Issue #4572, opened 2022-05-18
Published/Unpublished statuses in the Version History should not show user name


llabaj-gj:
It seems that "Published by" status shows name of the user who marked content as "Ready" not the person who actually published it afterwards. See screenshot below, where it is conflicting with what is shown in version history widget.

The issues is in Content Studio 4.0.4, could not check if it also exists in 4.1.0

![image](https://user-images.githubusercontent.com/81151513/169005956-6418a00d-aa88-443b-bb53-9a33709a099b.png)

sigdestad:
In order to make room for new stuff in header. 
I propose we simply remove the "by user" and only keep the state e.g. "Published" here

alansemenov:
Places to remove "`by UserName`" after Published & Unpublished:
* Version History widget
* Content preview panel
* Content Wizard toolbar

PR #4686, opened 2022-06-14
Published/Unpublished statuses in the Version History should not show…

ashklianko:
… user #4572

Places where "by UserName" after Published & Unpublished was removed:

Version History widget
Content preview panel
Content Wizard toolbar


sigdestad:
Hmm.. What is this task? We should'nt remove this info from version history?

sigdestad:
Idea was to remove "by user" for all statuses, not limited to publish/unpublish

alansemenov:
> Hmm.. What is this task? We should'nt remove this info from version history?

Yes, we should. Showing "`Published by Elton John`" in the Version history (when it's not necessary "Elton John" who published it) is just as confusing in the widget as it is in the toolbar, there's no difference.

> Idea was to remove "by user" for all statuses, not limited to publish/unpublish

Well, not originally. For other statuses we correctly show the user who last made the changes. For example, for "`Modified by <user>`" everything is fine. What's confusing is a case like "`New by <user>`" when `<user>` is not necessarily the one who created the content. Ideally we should've done something like "`Published. Last modified by Elton John`". But for now we can just remove user from the status completely. People can use version history for the detailed changes.

Issue #4685, opened 2022-06-14
Upgrade CKEditor to version 4.19.0


alansemenov:
https://ckeditor.com/cke4/release/CKEditor-4.19.0

PR #4690, opened 2022-06-15
Upgrade CKEditor to version 4.19.0 #4685

ashklianko:


alansemenov (changes requested):
We don't need the `/samples/` folder.

ashklianko:
Removed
☆ ☆ ☆ ☆ ☆
REQUIRED ACTION –
Tell how many lines above include "task", and add no other text.

RESPONSE –
2